**MATERIAL FOR THIS TASK:**
PR #462, opened 2026-01-11
feat: add disableProvenance parameter for alert rule UI editability

### LINKED ISSUE #461: Alerts created by MCP cannot be edited in the UI
Using `provenance: "api"` to protect IaC created resources is logical but when creating with the MCP seems to be a bit wrong. The MPC is just an extension of an engineer.

It would be preferable to be able to easily manually edit any resources created by the MCP, as there could be errors in it.

Would it be possible to change how this works?

lreisner:
## Summary

Add `disableProvenance` parameter to `create_alert_rule` and `update_alert_rule` tools.

When `true` (default), sets the `X-Disable-Provenance` header so alerts remain editable in the Grafana UI. When `false`, alerts are marked with provenance 'api' and locked from UI editing.

## Changes

- Added `disableProvenance` parameter to `CreateAlertRuleParams` and `UpdateAlertRuleParams`
- Default behavior is `true` (UI-editable) to prevent users from accidentally locking themselves out
- Updated README with documentation for the new parameter
- Added integration tests for both create and update with various `disableProvenance` values
- Added unit tests for parameter validation

## Testing

- All existing tests pass
- New integration tests verify the header is set correctly
- New unit tests verify parameter validation

Closes #461


README.md
```diff
@@ -66,6 +66,8 @@ The dashboard tools now include several strategies to manage context window usag
 ### Alerting
 
 - **List and fetch alert rule information:** View alert rules and their statuses (firing/normal/error/etc.) in Grafana. Supports both Grafana-managed rules and datasource-managed rules from Prometheus or Loki datasources.
+- **Create and update alert rules:** Create new alert rules or modify existing ones. By default, alerts created via MCP remain editable in the Grafana UI. Set `disableProvenance: false` to mark alerts as API-provisioned (locked from UI editing).
```
sd2k: The `disableProvenance` thing isn't something a user can do here, so we can just omit it from the README.

sd2k (approved):
LGTM except one comment on the README change. Thanks!

README.md
sd2k:
```suggestion
- **Create and update alert rules:** Create new alert rules or modify existing ones.
```

lreisner: Can you clarify this for me?  I made `disableProvenance` a configurable parameter on the tools, so a user **can** instruct their agent to enable or disable provenance.  I did this for backwards compatibility in case anyone was relying on the old behavior.

So I can either:
1. Remove just the comment (perhaps because you think it is too much detail for the README here?) but leave the configurable parameter in the code.
2. Remove the configurable parameter so it always disables provenance.
3. Keep everything as-is.

Let me know what you'd prefer.

sd2k: Ah sorry, just 1. is fine, I'm concerned about the README growing too large. Keeping the parameter around is good with me.

lreisner: Okie doke, it's done.

sd2k:
Thanks! Unfortunately there's now a merge conflict, happy to merge once fixed.

lreisner:
> Thanks! Unfortunately there's now a merge conflict, happy to merge once fixed.

Okay, the conflicts are fixed.  I also had to update the tests to accommodate type changes.  Everything should be good now.

PR #477, opened 2026-01-14
[WIP] Add tools for library elements

valery1707:
Tests will be added soon


ioanarm:
Hello @valery1707! I will close this PR as there is no activity for the last 2 months. 
In general we are trying to avoid adding new tools atm as the server already adds about 15k tokens, though if you are interested to push this in the future we can have a discussion about it :)

PR #491, opened 2026-01-16
feat(loki): Add regex-based log masking for sensitive data protection

Marie673:
# feat(loki): Add server-side log masking for sensitive data protection

## Summary

Add regex-based log masking capability to the Loki log query tool. This feature automatically masks sensitive information (PII, authentication tokens, etc.) in log data before returning results to AI assistants, enhancing security and compliance.

**Key Design Decision**: Masking configuration is set at server startup by system administrators. AI/LLM cannot modify or override masking settings via tool calls. This ensures organizational security policies are enforced consistently and prevents unintended data exposure.

### New Files

| File | Description |
|------|-------------|
| `tools/loki_masking.go` | Core masking logic, builtin pattern definitions, and consistent hashing |
| `tools/loki_masking_unit_test.go` | Comprehensive unit tests, benchmarks, SLO compliance tests |

### Modified Files

| File | Description |
|------|-------------|
| `tools/loki.go` | Integration of masking processing via Context-based masker injection |
| `tools/loki_test.go` | Integration tests for masking functionality |
| `mcpgrafana.go` | `LokiMaskingConfig` struct, `WithMasker`/`MaskerFromContext` context functions |
| `cmd/mcp-grafana/main.go` | CLI flags, environment variable support, masker initialization |
| `mcpgrafana_test.go` | Context management tests |
| `README.md` | Documentation for masking feature and configuration |
| `examples/tls_example.go` | Context function signature updates |

### Server-Level Configuration

Masking is configured at server startup via environment variables:

```bash
# Enable masking
export LOKI_MASKING_ENABLED=true

# Specify patterns (comma-separated)
export LOKI_MASKING_PATTERNS=email,credit_card,ip_address,jwt_token
```

Or via CLI flags:

```bash
./mcp-grafana \
  --loki-masking-enabled \
  --loki-masking-patterns=email,credit_card,ip_address,jwt_token
```

Or via Docker Compose:

```yaml
environment:
  - LOKI_MASKING_ENABLED=true
  - LOKI_MASKING_PATTERNS=email,credit_card,ip_address,jwt_token
```

### Builtin Patterns

All patterns use SHA256-based consistent hashing. The same sensitive value always produces the same hash, enabling correlation analysis while protecting the actual data.

| Pattern ID | Description | Example |
|------------|-------------|---------|
| `email` | Email addresses | `user@example.com` → `[MASKED:email:a1b2c3d4]` |
| `phone` | E.164 international phone numbers | `+819012345678` → `[MASKED:phone:e5f6a7b8]` |
| `credit_card` | Credit card numbers | `4111-1111-1111-1111` → `[MASKED:credit_card:c9d0e1f2]` |
| `ip_address` | IPv4/IPv6 addresses | `192.168.1.1` → `[MASKED:ip_address:3a4b5c6d]` |
| `mac_address` | MAC addresses (EUI-48/EUI-64, all formats) | `00:1A:2B:3C:4D:5E` → `[MASKED:mac_address:7e8f9a0b]` |
| `api_key` | API keys/tokens | `api_key=abc123...` → `[MASKED:api_key:1c2d3e4f]` |
| `jwt_token` | JWT tokens | `eyJ...` → `[MASKED:jwt_token:5a6b7c8d]` |

### Consistent Hashing

All masked values include a deterministic hash suffix derived from the original value:

- **Same value → Same hash**: Identical sensitive values always produce the same masked output, enabling correlation (e.g., tracking the same email or IP across log entries)
- **Different values → Different hashes**: Different values produce different hashes, preserving distinctness
- **One-way**: SHA256 hashing is irreversible — the original value cannot be recovered from the hash

#### MAC Address Format Normalization

MAC addresses additionally support format-agnostic normalization. All representations of the same address produce the same hash:

- `00:1A:2B:3C:4D:5E` (colon-separated)
- `00-1A-2B-3C-4D-5E` (dash-separated)
- `001A2B3C4D5E` (no separators)
- `001A.2B3C.4D5E` (Cisco dot format)
- Case-insensitive (uppercase/lowercase produce same hash)

### Supported MAC Address Formats

| Format | EUI-48 Example | EUI-64 Example |
|--------|---------------|----------------|
| Colon-separated | `00:1A:2B:3C:4D:5E` | `00:1A:2B:3C:4D:5E:6F:70` |
| Dash-separated | `00-1A-2B-3C-4D-5E` | `00-1A-2B-3C-4D-5E-6F-70` |
| No separators | `001A2B3C4D5E` | `001A2B3C4D5E6F70` |
| Cisco dot format | `001A.2B3C.4D5E` | `001A.2B3C.4D5E.6F70` |

### Security Model

| Aspect | Detail |
|--------|--------|
| Configuration by | System administrators only |
| Configuration timing | Server startup only |
| Configuration method | Environment variables / CLI flags |
| AI/LLM access to settings | **Not possible** |
| Modification via tool calls | **Not possible** (no masking parameter in API) |
| Hash reversibility | **Not possible** (SHA256 is one-way; only first 4 bytes used for display) |

### Context-Based Masker Injection

```
Server Startup → Load Config → Create LogMasker → Inject into Context
                                                         ↓
MCP Client → query_loki_logs → Fetch Logs → Apply Masker from Context → Return Masked Logs
```

The masking is applied automatically when enabled — AI assistants receive masked logs without any ability to bypass or modify the masking configuration.

### Consistent Hashing Flow

```
Match sensitive value → [Normalize if applicable] → SHA256 hash → Take first 4 bytes → [MASKED:<id>:<hex>]
```

### Performance

- Maximum pattern count: 20
- SLO: 100 entries × 20 patterns completed within 100ms
- Regex patterns compiled once at server startup (RE2 engine with linear time guarantee)
- Consistent hashing uses SHA256 computed per match (negligible overhead)

### Error Handling

- Invalid builtin pattern identifier at startup → Warning log, skip invalid patterns
- Pattern count exceeds limit → Warning log, apply first 20 patterns only
- Masking failure at runtime → Return error, never return unmasked data

### Backward Compatibility

- Masking is disabled by default (`LOKI_MASKING_ENABLED=false`)
- When disabled, behavior is identical to previous versions
- No changes to `query_loki_logs` tool API (no new parameters added)

## Breaking Changes

- `ComposedStdioContextFunc`, `ComposedSSEContextFunc`, `ComposedHTTPContextFunc` signatures changed (added `masker any` parameter)
- If using these functions directly from external code, pass `nil` as the second argument to maintain existing behavior

### Unit Tests

- [x] Builtin pattern matching tests (positive/negative cases for each pattern)
- [x] `LogMasker` masking behavior tests
- [x] `MaskingConfig` validation tests
- [x] Pattern compilation and caching verification
- [x] Performance benchmarks (SLO compliance)
- [x] Consistent hashing: same value → same hash (all patterns)
- [x] Consistent hashing: different values → different hashes
- [x] Consistent hashing: multiple same values in one line → same hash
- [x] MAC address format normalization (different formats → same hash)

### Integration Tests

- [x] Query execution with masking enabled
- [x] Backward compatibility with masking disabled
- [x] Context-based masker injection verification

## Non-Goals (Intentionally Not Supported)

- Custom regex patterns (for security and simplicity)
- Tool-level masking parameter (AI cannot modify settings)
- Local phone number formats (E.164 international format only)
- Label value masking (log body only)

### DIFF
--- a/tools/loki_masking.go
+++ b/tools/loki_masking.go
@@ -93,10 +93,9 @@ func ValidateMaskingConfig(config *MaskingConfig) error {
 }
 
 type compiledPattern struct {
-	regex       *regexp.Regexp
-	replacement string
-	id          string
-	normalizer  func(string) string // if non-nil, enables consistent hashing for same-value identification
+	regex      *regexp.Regexp
+	id         string
+	normalizer func(string) string // if non-nil, normalizes matched value before hashing (e.g., MAC address format normalization)
 }
 
 // normalizeMACAddress strips all separators and lowercases the MAC address
@@ -137,14 +136,10 @@ func NewLogMasker(config *MaskingConfig) (*LogMasker, error) {
 			return nil, err
 		}
 
-		// Fixed replacement format: [MASKED:<pattern_id>]
-		replacement := fmt.Sprintf("[MASKED:%s]", id)
-
 		masker.patterns = append(masker.patterns, &compiledPattern{
-			regex:       regex,
-			replacement: replacement,
-			id:          id,
-			normalizer:  patternNormalizers[BuiltinPatternID(id)],
+			regex:      regex,
+			id:         id,
+			normalizer: patternNormalizers[BuiltinPatternID(id)],
 		})
 	}
 
@@ -176,15 +171,14 @@ func (m *LogMasker) maskLine(line string) string {
 	}
 
 	for _, pattern := range m.patterns {
-		if pattern.normalizer != nil {
-			line = pattern.regex.ReplaceAllStringFunc(line, func(match string) string {
-				normalized := pattern.normalizer(match)
-				h := sha256.Sum256([]byte(normalized))
-				return fmt.Sprintf("[MASKED:%s:%s]", pattern.id, hex.EncodeToString(h[:4]))
-			})
-		} else {
-			line = pattern.regex.ReplaceAllLiteralString(line, pattern.replacement)
-		}
+		line = pattern.regex.ReplaceAllStringFunc(line, func(match string) string {
+			input := match
+			if pattern.normalizer != nil {
+				input = pattern.normalizer(input)
+			}
+			h := sha256.Sum256([]byte(input))
+			return fmt.Sprintf("[MASKED:%s:%s]", pattern.id, hex.EncodeToString(h[:4]))
+		})
 	}
 
 	return line
--- a/tools/loki_masking_unit_test.go
+++ b/tools/loki_masking_unit_test.go
@@ -668,55 +668,41 @@ func TestLogMasker_MaskEntries_BuiltinPatterns(t *testing.T) {
 		name     string
 		patterns []string
 		input    string
-		expected string
 	}{
 		{
 			name:     "email pattern",
 			patterns: []string{"email"},
 			input:    "User login: user@example.com",
-			expected: "User login: [MASKED:email]",
 		},
 		{
 			name:     "phone pattern (E.164)",
 			patterns: []string{"phone"},
 			input:    "Contact: +819012345678",
-			expected: "Contact: [MASKED:phone]",
 		},
 		{
 			name:     "credit card pattern",
 			patterns: []string{"credit_card"},
 			input:    "Payment with 4111-1111-1111-1111",
-			expected: "Payment with [MASKED:credit_card]",
 		},
 		{
 			name:     "ip address pattern (IPv4)",
 			patterns: []string{"ip_address"},
 			input:    "Server IP: 192.168.1.100",
-			expected: "Server IP: [MASKED:ip_address]",
 		},
 		{
 			name:     "mac address pattern",
 			patterns: []string{"mac_address"},
 			input:    "Device MAC: 00:1A:2B:3C:4D:5E",
-			expected: "", // MAC uses consistent hashing, checked separately
 		},
 		{
 			name:     "api key pattern",
 			patterns: []string{"api_key"},
 			input:    "api_key=abc123def456ghi789jkl",
-			expected: "[MASKED:api_key]",
 		},
 		{
 			name:     "jwt token pattern",
 			patterns: []string{"jwt_token"},
 			input:    "Token: eyJhbGciOiJIUzI1NiJ9.eyJzdWIiOiIxIn0.signature",
-			expected: "Token: [MASKED:jwt_token]",
-		},
-		{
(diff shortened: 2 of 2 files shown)


gitdoluquita:
Hey @Marie673, first of all, sorry for the very late reply on this, and thank you for the work here.

After discussing internally, we don't think the MCP server is the right layer for this kind of masking. The main concerns are:

1. This shouldn't be an MCP-only feature. Log masking isn't specific to MCP — it's a general concern for anyone querying Loki, whether through Grafana Explore, the API, or any other client. Building it into the MCP server means it only protects one access path, which doesn't really solve the problem.

2. Ingestion-time is the right place for this. Loki's ecosystem already has good primitives for redacting sensitive data before it ever hits storage. Alloy's [loki.secretfilter](https://grafana.com/docs/alloy/latest/reference/components/loki/loki.secretfilter/) component and the [replace pipeline stage](https://grafana.com/docs/alloy/latest/reference/components/loki/loki.process/#stagereplace-block) are both examples that handle this at the collection layer.

3. Regex-based PII detection is a moving target. Maintaining patterns for every possible form of sensitive data (locale-specific phone formats, evolving token formats, etc.) is an ongoing burden that's hard to get right and easy to get wrong, giving a false sense of security when patterns inevitably miss something and adding more maintenance work to this repo.

Again, really appreciate you putting this together. It's clear you thought through the design carefully. We just think this is better solved at a different layer.

Marie673:
@gitdoluquita Thank you for the review and thoughtful feedback. No worries about the delay at all.

I understand that the solutions you mentioned (`loki.secretfilter`, `replace` pipeline stage) are designed to prevent sensitive data from being stored in Loki in the first place. However, the intent of this PR is different from that.

**The goal of this PR is to prevent sensitive information from being passed to LLMs/Agents.**

Specifically:

- In practice, there are cases where human operators need raw data in Loki for debugging purposes, making it impractical to mask all logs at ingestion time.
- Even if ingestion-time masking is adopted, it has no effect on historical logs already stored in Loki.
- The MCP server is the entry point for passing data to LLMs. Masking at this layer enables selective control — data remains visible to humans but is hidden from LLMs.

In other words, ingestion-time masking and MCP-layer masking **protect against different things**. The former hides data from all clients; the latter hides data specifically from LLMs.

As LLM usage grows, I believe controlling what information is passed to Agents is a reasonable responsibility for the MCP server layer. I would appreciate it if you could reconsider with this distinction in mind.

Issue #498, opened 2026-01-21
Feature Request: Add `query_loki_patterns` Tool


loafoe:
## Summary

Add a new MCP tool `query_loki_patterns` to expose Loki's pattern detection endpoint (`GET /loki/api/v1/patterns`) through the Grafana MCP server.

## Motivation

Loki's patterns API automatically detects common log structures and aggregates occurrence counts over time. This is valuable for:

- **Log analysis**: Quickly understand the structure of logs without manual inspection
- **Anomaly detection**: Identify unusual patterns or spikes in specific log types
- **Troubleshooting**: Find recurring error patterns across services
- **Capacity planning**: Understand log volume distribution by pattern

Currently, users can query logs and stats via the MCP server, but cannot leverage Loki's built-in pattern detection capabilities.

## Proposed Solution

Add `query_loki_patterns` tool with the following parameters:

| Parameter | Required | Description |
|-----------|----------|-------------|
| `datasourceUid` | Yes | The UID of the Loki datasource |
| `logql` | Yes | A LogQL stream selector (e.g., `{job="nginx"}`) |
| `startRfc3339` | No | Start time in RFC3339 format (defaults to 1 hour ago) |
| `endRfc3339` | No | End time in RFC3339 format (defaults to now) |
| `step` | No | Query resolution step (e.g., `5m`) |

### Example Usage

```
query_loki_patterns(
  datasourceUid: "loki",
  logql: "{service_name=\"mimir\"}",
  startRfc3339: "2026-01-21T21:00:00Z",
  endRfc3339: "2026-01-21T22:00:00Z",
  step: "5m"
)
```

### Example Response

```json
[
  {
    "pattern": "ts=<_> caller=grpc_logging.go:66 level=info method=/cortex.Ingester/Push duration=<_> msg=gRPC",
    "totalCount": 426,
  }
]
```

## Design Fit

This tool fits naturally with the existing Loki tools:

- Uses the same `newLokiClient` → same datasource proxy → same `datasources:query` RBAC model
- Reuses existing time range helpers (`addTimeRangeParams`, `getDefaultTimeRange`)
- Follows the same parameter naming conventions (`datasourceUid`, `startRfc3339`, `endRfc3339`)

## Requirements

- Loki must have `pattern_ingester.enabled: true` configured
- User must have `datasources:query` permission on the target Loki datasource

PR #499, opened 2026-01-21
feat: add Loki patterns query_loki_patterns tool

loafoe:
Add new tool to query detected log patterns from Loki datasources.

This allows us to leverage the pattern matching done on the Loki server which can drastically reduce tool calls and token count for LLMs pattern matching.

Implements #498

### DIFF
--- a/README.md
+++ b/README.md
@@ -50,6 +50,7 @@ The dashboard tools now include several strategies to manage context window usag
 
 - **Query Loki logs and metrics:** Run both log queries and metric queries using LogQL against Loki datasources.
 - **Query Loki metadata:** Retrieve label names, label values, and stream statistics from Loki datasources.
+- **Query Loki patterns:** Retrieve log patterns detected by Loki to identify common log structures and anomalies.
 
 ### Incidents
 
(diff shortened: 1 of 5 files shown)


sd2k:
Nice, thanks for this PR. I think it is worth updating the Loki config in the docker-compose setup so we can see this working in tests (or at least returning an empty result). Other than that, could you update the README with the new tool near the other Loki tools?

loafoe:
> Nice, thanks for this PR. I think it is worth updating the Loki config in the docker-compose setup so we can see this working in tests (or at least returning an empty result). Other than that, could you update the README with the new tool near the other Loki tools?

Yes, already working on enabling the integration test and will update the README 👍🏻

loafoe:
@sd2k updated the integration test to include the `query_loki_patterns` test, also updated the README accordingly.

README.md
sd2k, line 1: There's also a table of Tools further down this doc that needs to be updated. Sorry, the README needs a rework!

loafoe: Ah, missed that one, updated!

PR #505, opened 2026-01-23
fix: centralize tool error handling

### LINKED ISSUE #504: Prometheus query errors returned as JSON-RPC error (-32603) instead of tools/call isError=true result
I think this is generic behavior of the grafana-mcp, not specific to query_prometheus.

When calling Grafana MCP Prometheus instant query tool with an invalid PromQL query, the server returns a JSON-RPC top-level error response (code: -32603), which causes MCP clients to throw McpError and prevents the caller/LLM from recovering.

## Expected behavior
For tool execution errors (invalid PromQL / Prometheus “bad_data”), MCP server should return a successful JSON-RPC response with:

* `result.isError: true`
* error details in `result.content`

This follows MCP guidance that tool failures should be returned as normal tool results, not protocol errors.

## Actual behavior
It returns:

* JSON-RPC `error.code = -32603`
* error message contains Prometheus parse error

## Environment

MCP client: n8n + @modelcontextprotocol/sdk@1.24.0

Transport: StreamableHTTPClientTransport

grafana-mcp version / docker image tag: `docker.io/mcp/grafana:latest@sha256:bd85b2644ea409ce8222088a20fd01b132047f3dcb85240bbce2b2030872a4f7`

## Why this matters
This makes tool errors unrecoverable in many MCP clients because JSON-RPC errors abort the request instead of letting the LLM/workflow handle the failure and retry with corrected input.

igor-raits:
Previously, tool execution errors were returned as JSON-RPC error -32603 (Internal Error), making it difficult for LLM clients to distinguish between user input errors (retryable with corrections) and actual system failures.

This change modifies the centralized ConvertTool function to automatically convert all tool execution errors to CallToolResult with isError=true, following MCP specification guidance. This allows LLM clients to see error details in their context and retry with corrected input.

Changes:
- Add HardError escape hatch for rare protocol-level failures (missing auth, etc.)
- Modify ConvertTool in tools.go to convert errors to CallToolResult{IsError: true}
- Update tests to expect IsError=true instead of Go errors

This applies to all 40+ tools automatically without requiring individual tool modifications.

Fixes #504


sd2k:
Hi @igor-raits, thanks for the PR and issue. I wonder if it might be better to change our [conversion](https://github.com/grafana/mcp-grafana/blob/1c773ebb3f795ac3fa4bed42dc977cf80cbc641a/tools.go#L141-L159) so that all errors are converted to `CallToolResult` with `IsError = true`, instead; otherwise we will have to go through all our tools and do this manually. I think that is the expected behaviour. We can consider adding a separate error type for a hard failure which tools can choose to use if they like, but I don't think it's a common case.

igor-raits:
@sd2k did you think about something like … https://github.com/grafana/mcp-grafana/pull/505/commits/c72eb0c73e45052985ff9810325d655bc379f850 ?

tools/loki.go
sd2k, line 1: I don't think we need the changes to this or the Prometheus files any more.

igor-raits: Let me fix those

igor-raits:
@sd2k done!

igor-raits:
Looks like I forgot one test - fixed now.

sd2k:
Thanks! Could you rename the PR & update the description to match so the final commit message is accurate? then I think we can merge.

igor-raits:
@sd2k done.

Issue #334, opened 2025-10-16
update alert rule


einatmeidan:
I would like the ability to edit an existing alert rule directly from MCP.
This would make it easier to update conditions, thresholds, or other rule settings without needing to recreate the rule or make changes manually.
For example:
- add, remove, or update labels
- change the alert rule name
- adjust the pending time before an alert is triggered

sierikov:
I had a quick look on a codebase. I can try to implement all or at least some of handlers one-by-one. 

My vision is adding to `tools/alerting.go` following handlers in order:

- `rename_alert_rule` with params `uid string` and `newTitle string` - to change the alert rule name. And must be the easiest one. 
- `set_alert_rule_pending_duration` with params: `uid string`, `duration strfmt.Duration` - this one can be tricky, but maybe I can get it done only updating `ProvisionedAlertRule.For` field. (If it is tricky - I will do next 2 instead, and move it to the end of the list)
- `add_alert_rule_labels` with params `uid string` and `labelsToAdd map[string]string` - to add labels to the rule. 
- `remove_alert_rule_labels` with params: `uid string`, `labelKeys []string` - to remove labels from the rule.

For the last two, we should probably think about validation. If we don’t, we could just pass the input to the instance, and it’ll handle the validation for us, which would save us from duplicating the same logic.  But if we want to fail on MCP level we need define rules for labels.
What do you think?

sd2k:
@sierikov nice, thanks for looking into that. My hunch is that we should avoid adding too many different tools - we already have quite a lot - so perhaps just an 'update alert rule' tool would be sufficient.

**TASK GOAL:** Filter the entries and copy each line with "normalized".

**EXERCISE OUTPUT:**
-				normalized := pattern.normalizer(match)
-				h := sha256.Sum256([]byte(normalized))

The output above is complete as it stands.